A urgência de uma estratégia nacional de soberania digital
Se há uma lição a ser tirada deste conflito comercial, é a urgência de um plano brasileiro de soberania digital. Isso significa:
- Fortalecer data centers nacionais (como propõe o plano Redata);
- Investir em plataformas e soluções brasileiras de tecnologia;
- Estabelecer uma regulação moderna, eficaz e soberana, que proteja direitos, mas não destrua a inovação;
- Criar ecossistemas de startups e inovação que concorram, ao menos em parte, com os serviços estrangeiros.
O Brasil precisa se preparar para ser menos vulnerável a choques externos, mas isso não se faz com proibição — e sim com estratégia, inteligência de Estado e investimento em educação tecnológica.

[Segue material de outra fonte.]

PR #1414, opened 2025-05-15
Update Rust version, and dependencies

ids1024:
`libcosmic` has a `rust-version` of 1.85, so update toolchain to that, and update libcosmic and other dependencies.


git-f0x:
Oh, I broke SSDs a bit, since a change I made in libcosmic to match designs doesn't leave enough room for window control buttons in SSDs.
I might need to undo that, or potentially add an `is_ssd` field to the `header_bar` widget, and handle that case differently.

ids1024:
I ran `cargo update -p libcosmic`, then squashed that into the existing `cargo update` commit. So the libcosmic fix should be here now.

git-f0x:
It doesn't do anything unless `.is_ssd(true)` is added for the widget linked above.

ids1024:
Ah, right. Added a commit adding `.is_ssd(true)` , and removing `.start`.

SSDs in simple X11 clients look right, anyway.

Drakulix (approved):

PR #1422, opened 2025-05-19
screencopy: Don't advertise implicit modifiers for dmabuf capture

Drakulix:
Too many clients just try to negotiate any shared modifier and import any dmabuf into whatever gpu they might using. Worse pipewire has no way of communicating a dmabuf node.

Given that cosmic-comp might advertise different nodes for different capture sources on the same system, we shouldn't advertise implicit modifiers as supported as cross-gpu might happen.

### DIFF
--- a/src/wayland/handlers/screencopy/mod.rs
+++ b/src/wayland/handlers/screencopy/mod.rs
@@ -418,7 +418,9 @@ fn constraints_for_renderer(
                 .fold(
                     HashMap::<Fourcc, Vec<Modifier>>::new(),
                     |mut map, format| {
-                        map.entry(format.code).or_default().push(format.modifier);
+                        if format.modifier != Modifier::Invalid {
+                            map.entry(format.code).or_default().push(format.modifier);
+                        }
                         map
                     },
                 )


ids1024:
I was thinking it might be better for xdg-desktop-portal-cosmic to filter out the implicit modifier from what it advertises to pipewire. I don't think this is really an issue in `ext-image-copy-capture-v1`, since it does have a `dmabuf_device` event that tells the client which GPU the implicit or explicit modifier is valid for.

I would have opened a PR on the portal for that yesterday, but I'm having a bit of trouble getting it to fallback to shm instead (but changing in the compositor instead won't help anything). The pipewire documentation definitely suggests that should be possible and correct though:

> The producer is also responsible to check if all clients announce sufficient capabilities or fallback to shared memory buffers when possible.

https://docs.pipewire.org/page_dma_buf.html

Drakulix:
> I was thinking it might be better for xdg-desktop-portal-cosmic to filter out the implicit modifier from what it advertises to pipewire.

Yeah that seems sane as well.

PR #1425, opened 2025-05-20
Do not focus layer surfaces with KeyboardInteractivity::None

jackpot51:
This will allow for an on-screen keyboard to provide input to other applications.

Draft until I have tested it.

### DIFF
--- a/src/shell/focus/mod.rs
+++ b/src/shell/focus/mod.rs
@@ -115,6 +115,13 @@ impl Shell {
                 .unwrap()
                 .element_for_surface(window)
                 .cloned(),
+            Some(KeyboardFocusTarget::LayerSurface(layer)) => {
+                // Do not focus layer surfaces with KeyboardInteractivity::None
+                if !layer.can_receive_keyboard_focus() {
+                    return;
+                }
+                None
+            }
             _ => None,
         };
 


src/shell/focus/mod.rs
```diff
@@ -115,6 +115,13 @@ impl Shell {
                 .unwrap()
                 .element_for_surface(window)
                 .cloned(),
+            Some(KeyboardFocusTarget::LayerSurface(layer)) => {
+                // Do not focus layer surfaces with KeyboardInteractivity::None
+                if !layer.can_receive_keyboard_focus() {
+                    return;
+                }
+                None
+            }
```
Drakulix, line 124: Yeah this isn't completely right. We want to avoid setting it as the focused surface for smithay's keyboard abstraction instead. Which means not creating a `KeyboardFocusTarget` in the first place from [`element_under`](https://github.com/pop-os/cosmic-comp/blob/master/src/input/mod.rs#L1982).

ids1024:
`State::element_under` already has a check for this, so I think the change here is unneeded.

https://github.com/pop-os/cosmic-comp/pull/1427 appears to fix the issue with squeekboard.

jackpot51:
Fixed by #1427

Issue #913, opened 2024-10-08
Incorrect GPU selection for session


flukejones:
I have a new laptop with AMD and NVIDIA GPU. The AMD gpu is the iGPU. However there are a few issues:

1. The Nvidia GPU is before the AMD on the PCI bus
```
65:00.0 VGA compatible controller: NVIDIA Corporation AD106M [GeForce RTX 4070 Max-Q / Mobile] (rev a1)
66:00.0 Display controller: Advanced Micro Devices, Inc. [AMD/ATI] Strix [Radeon 880M / 890M] (rev c1)
```

2. The Nvidia GPU is marked as boot_vga

3. This causes the dGPU to be in consistent use and never suspend. It will suspend if switched to a TTY and desktops stopped.

The issue isn't solely cosmic-comp. Gnome is affected also. However if I work around the issue with `nvidia_drm.modeset=0` this prevents gnome grabbing the card, but makes cosmic crash as it tries to use `card0` with now doesn't have DRM ability.

Related issue on [`drm/amd`](https://gitlab.freedesktop.org/drm/amd/-/issues/3673)

Quackdoc:
temporary fix should be `COSMIC_RENDER_DEVICE=/dev/dri/renderD1##` env var? I believe `COSMIC_RENDER_AUTO_ASSIGN=y` may also be warranted.

flukejones:
Unfortunately that does not help. Still selects incorrect gpu

superm1:
Since the same thing came up on mutter I did have a [proposal](https://gitlab.gnome.org/GNOME/mutter/-/issues/3746) there for them to better pick things.  Maybe cosmic can do something similar.

flukejones:
I can confirm that using the udev rule changes as @superm1 suggests in the link above does indeed fix the issues I've experienced in Gnome.

I also discovered that Nvidia 560 driver was causing further issues that maybe masked some things adversely, so I will retest cosmic with 550 driver.

flukejones:
Umm, yeah.. Have to start cosmic with `COSMIC_RENDER_DEVICE=/dev/dri/renderD128 cosmic-session` and with nvidia driver 550 the dgpu suspends. But there are too many things going on for me to adequately track while also trying to work. Some notes:

- Nvidia 550
- kernel 6.12-rc3
- Applied https://lore.kernel.org/linux-pci/20241014152502.1477809-1-superm1@kernel.org/T/#u
- zed editor fails to load (I will get logs another time)
[...]

PR #1429, opened 2025-05-22
DRM debugging / profling

Drakulix:
Series of commits currently blocked on https://github.com/Smithay/smithay/pull/1739.

- Adds new env-variables (and common helpers) to parse various device identifiers to make testing with multi-gpu setups easier
- Updates the code to select the primary-gpu to prefer devices with built-in connectors (eDP, LVDS). (Should address https://github.com/pop-os/cosmic-comp/issues/913)
- Makes the primary node properly dynamic, allowing runtime switches as good as possible, when the device disappears as well as keeping the same device as long as possible. Can still be over-written with an env var and potentially switched at runtime for debugging purposes in the future.
- More profiling, which revealed:
  - Some threads can hog the shell-lock, breaking our timing for the KMS threads. Lets use parking-lot, which has a concept of eventual fairness. In practice this means much more consistent timings
  - Profiling revealed that while we do render at e.g. 120Hz without issues, programs can end up having their refresh rate halved. Turns out this was an oversight from before we limited the frame-callbacks of each surface to one per vblank. Uppps.

### DIFF
--- a/Cargo.lock
+++ b/Cargo.lock
@@ -843,6 +843,7 @@ dependencies = [
  "log-panics",
  "once_cell",
  "ordered-float",
+ "parking_lot 0.12.3",
  "png",
  "profiling",
  "rand 0.9.1",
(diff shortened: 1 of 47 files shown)


ids1024:
I've been wanting to have a way to filter what DRM devices are used, without modifying the code, so that's definitely a nice addition.

PR #1441, opened 2025-05-28
Add security context indicator

nesteroff:
This adds the ability to enable a security context indicator around floating windows similar to the focus indicator.

The security context protocol is commonly used when running applications in sandboxed environments. Being able to enable an indicator helps clearly distinguish between sandboxed and regular application windows. This is especially useful when running multiple apps with different sandbox settings. For example, a user might have a "trusted" browser running in a strict secure sandbox with a green window border and a regular one with red.

The indicator can be enabled by defining rules based on the sandbox engine and appid from the security context protocol and by specifying an indicator color in the `security_context` configuration file.

This might not be the most widely requested feature but it’s quite useful in certain scenarios. I’m sharing it here to see if there’s any interest in merging something like this or if others have thoughts or suggestions on how it could be improved.

### DIFF
--- a/cosmic-comp-config/src/lib.rs
+++ b/cosmic-comp-config/src/lib.rs
@@ -99,6 +99,7 @@ pub struct CosmicCompConfig {
     pub edge_snap_threshold: u32,
     pub accessibility_zoom: ZoomConfig,
     pub appearance_settings: AppearanceConfig,
+    pub security_context: SecurityContextConfig,
 }
 
 impl Default for CosmicCompConfig {
@@ -135,6 +136,7 @@ impl Default for CosmicCompConfig {
             edge_snap_threshold: 0,
             accessibility_zoom: ZoomConfig::default(),
             appearance_settings: AppearanceConfig::default(),
+            security_context: SecurityContextConfig::default(),
         }
     }
 }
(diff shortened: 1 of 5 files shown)


ids1024:
One limitation of this is that it won't display anything for X11 windows in a sandbox. It may be good to fallback to a different method of detection for that.

(I intend to use https://github.com/pop-os/cosmic-protocols/pull/59 to allow clients to do this; `/proc/$PID/root/.flatpak-info` is apparently what other things use to determine if a process is running in  a Flatpak.)

nesteroff:
> One limitation of this is that it won't display anything for X11 windows in a sandbox. It may be good to fallback to a different method of detection for that.
> 

That’s a good point. The idea behind this is to have an indicator specifically for the security context protocol. It shows that the app is running in a sandbox (though this can mean different things) and that it has restrictions on which Wayland protocols it can access. For X11 windows, that probably isn't the case so it’s somewhat logical that there wouldn’t be a security context indicator visible.

It would definitely be nice to have a more general "sandbox indicator" mechanism but that really depends on sandboxing engine implementation. I'm not sure we’d want to hardcode logic into the compositor to parse the internals of specific sandbox structures or something like that.

In my specific setup, for example, applications are sandboxed inside virtual machines so there isn't really much information available on the compositor side.

PR #1456, opened 2025-06-05
kms/surface: Split off a couple parts of `redraw()` into different functions, and change how screencopy errors are handled

ids1024:
This follows up https://github.com/pop-os/cosmic-comp/pull/1408 by making sure errors in screencopy don't result in `redraw()` exiting early with an error, which is easiest done by splitting that part of the function off into a different function. It also splits off a couple more functions from `redraw`.

This is still a bit ugly, but it seems nice to structure things a bit more, and not keep growing `redraw()` with more functionality. (It would help if `take_screencopy_frames()` could work without mutating `elements`...)

### DIFF
--- a/src/backend/kms/surface/mod.rs
+++ b/src/backend/kms/surface/mod.rs
@@ -22,10 +22,18 @@ use anyhow::{Context, Result};
 use calloop::channel::Channel;
 use smithay::{
     backend::{
-        allocator::{format::FormatSet, gbm::GbmAllocator, Fourcc},
+        allocator::{
+            format::FormatSet,
+            gbm::{GbmAllocator, GbmBuffer},
+            Fourcc,
+        },
         drm::{
-            compositor::{BlitFrameResultError, FrameError, FrameFlags, PrimaryPlaneElement},
+            compositor::{
+                BlitFrameResultError, FrameError, FrameFlags, PrimaryPlaneElement,
+                RenderFrameResult,
+            },
             exporter::gbm::GbmFramebufferExporter,
+            gbm::GbmFramebuffer,
             output::DrmOutput,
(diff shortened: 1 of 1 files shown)


ids1024:
It's also nice this is a slight negative diff, despite adding functions. Due to de-duplicating some error handling, and just reducing the indent level.

src/backend/kms/surface/mod.rs
```diff
@@ -1454,256 +1308,26 @@ impl SurfaceThreadState {
...
-                                        .reset();
-                                    tracing::warn!(?err, "Failed to screencopy");
-                                }
+                                session
+                                    .user_data()
+                                    .get::<SessionData>()
+                                    .unwrap()
+                                    .lock()
+                                    .unwrap()
+                                    .reset();
```
Drakulix, line 1329: So we are not doing `frame.fail` here anymore. Is there a reason for that? Do we just re-try the frame next time?

Drakulix (approved):
Overall looks like a nice improvement!

src/backend/kms/surface/mod.rs
ids1024: `send_screencopy_result()` consumes the `Frame`,  and since https://github.com/pop-os/cosmic-comp/pull/1395 dropping that will call `fail` with `FailureReason::Unknown`. So the behavior shouldn't be changed here.

We can't call `fail()` explicitly in `redraw()` since the `Frame` has been consumed, unless we do some awkward thing passing `&mut Option<Frame>` or returning `Frame` along with the errors. We can call it in `send_screencopy_result()`, but then don't get nice `?` error handling. So just relying on `Drop` seems best.

Drakulix: Agreed

PR #1457, opened 2025-06-06
Fixes for `frame` callbacks, and surface redraw queing, for dnd and cursor surfaces

ids1024:
It would be nice if some of this code iterating over all surfaces could be shared (it's partly similar to `render_input_order`; but not exactly). But that isn't changed here.

(It would probably also be nice to avoid having to iterate through everything so often in so many places, if possible. No specific suggestions for that though.)

Perhaps `visible_output_for_surface` should also return multiple outputs, when a surfaces overlaps multiple. To queue redraws on every output that's overlapped.

### DIFF
--- a/src/backend/render/cursor.rs
+++ b/src/backend/render/cursor.rs
@@ -20,8 +20,7 @@ use smithay::{
     reexports::wayland_server::protocol::wl_surface,
     render_elements,
     utils::{
-        Buffer as BufferCoords, IsAlive, Logical, Monotonic, Physical, Point, Scale, Size, Time,
-        Transform,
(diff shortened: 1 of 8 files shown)


ids1024:
Oh yeah, I forgot there was an earlier PR for this.

Presumably sending dmabuf-feedback should be done too. This seems to work with the clients tested (I haven't tried anything using animated dmabuf cursors), but I guess it would just be using default feedback. Or the previous feedback for windows being dragged.

Definitely would be nice to somehow reduce the number of places we have code iterating over every type of surface...

ids1024:
Added a commit updating `send_dmabuf_feedback()`.

PR #1465, opened 2025-06-13
feat: power button handling

wash2:
requires:
https://github.com/pop-os/cosmic-settings-daemon/pull/85
https://github.com/pop-os/cosmic-osd/pull/110

### DIFF
--- a/src/input/mod.rs
+++ b/src/input/mod.rs
@@ -7,7 +7,7 @@ use crate::{
             cosmic_keystate_from_smithay, cosmic_modifiers_eq_smithay,
             cosmic_modifiers_from_smithay,
         },
-        Action, Config, PrivateAction,
+        Action, Config, PrivateAction, X11_KEYCODE_OFFSET,
     },
     input::gestures::{GestureState, SwipeAction},
     shell::{
@@ -35,8 +35,8 @@ use calloop::{
     RegistrationToken,
 };
 use cosmic_comp_config::{workspace::WorkspaceLayout, NumlockState};
-use cosmic_settings_config::shortcuts;
 use cosmic_settings_config::shortcuts::action::{Direction, ResizeDirection};
+use cosmic_settings_config::{shortcuts, Binding};
 use smithay::{
     backend::input::{
         AbsolutePositionEvent, Axis, AxisSource, Device, DeviceCapability, GestureBeginEvent,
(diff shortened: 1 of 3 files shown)


src/input/mod.rs
```diff
@@ -213,6 +213,33 @@ impl State {
...
+
+                        self.handle_action(
+                            Action::Shortcut(action.clone()),
+                            &seat,
+                            SERIAL_COUNTER.next_serial(),
+                            Event::time_msec(&event),
+                            binding.clone(),
+                            None,
+                        );
+                    }
```
Drakulix, line 240: Imo we shouldn't go through `handle_active` and try to map `XF86_PowerOff` at all.

Just call directly into `self.handle_shortcut_action` with `shortcuts::Action::System(System::PowerOff)` completely bypassing the key bindings and remove the entry from `keybindings.ron`.

src/input/mod.rs
```diff
@@ -213,6 +213,33 @@ impl State {
                     self.common.idle_notifier_state.notify_activity(&seat);
 
                     let keycode = event.key_code();
+
+                    // if power key is pressed, just use the system action for power off
+                    // this is a workaround for the fact that the power key is not
+                    // available in the keymap, so we cannot use the keymap to determine
+                    // if the key is pressed
+                    if keycode.raw() == 116 + 8 {
```
Drakulix: Is there really no const name for this keycode in `xkbcommon`, urgh...

Please introduce two consts with names at least, like e.g. here: https://github.com/pop-os/cosmic-comp/blob/master/src/config/mod.rs#L780

src/input/mod.rs
```diff
@@ -213,6 +213,25 @@ impl State {
                     self.common.idle_notifier_state.notify_activity(&seat);
 
                     let keycode = event.key_code();
+
+                    const POWER_OFF: u32 = 116;
+                    // if power key is pressed, just use the system action for power off
+                    // this is a workaround for the fact that the power key is not
+                    // available in the keymap, so we cannot use the keymap to determine
+                    // if the key is pressed
+                    if keycode.raw() == POWER_OFF + X11_KEYCODE_OFFSET {
```
Drakulix: We probably also want to check `event.state()` to be `Pressed` to not trigger this twice.

src/input/mod.rs
```diff
@@ -213,6 +213,25 @@ impl State {
...
+                        self.handle_action(
+                            Action::Shortcut(shortcuts::Action::System(
+                                shortcuts::action::System::PowerOff,
+                            )),
+                            &seat,
+                            SERIAL_COUNTER.next_serial(),
```
Drakulix: Also given that we continue with the rest of the function (which is fine to make sure the keyboard state is correct), we don't want to increase the serial twice.

So probably just move this block after the variable setup and also re-use `state` and `time`?

Drakulix (commented):
Sorry, I missed some minor things in the first review.

Drakulix (approved):
Thanks!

Conclusão: um mundo sem as big techs seria um mundo com menos Brasil
A atual crise com os Estados Unidos — ainda em curso — escancara uma verdade que o país precisa encarar: o Brasil não pode abrir mão da internet livre, da inovação tecnológica e da sua inserção digital no mundo. Mas também não pode seguir indefeso diante de corporações que operam como superestados.
O caminho do meio, portanto, é o mais difícil, mas o único viável: regular sem isolar, negociar sem se submeter, proteger sem censurar.
E acima de tudo, construir — com investimento, coragem e visão de futuro — uma nação digital soberana, justa e conectada com o século XXI.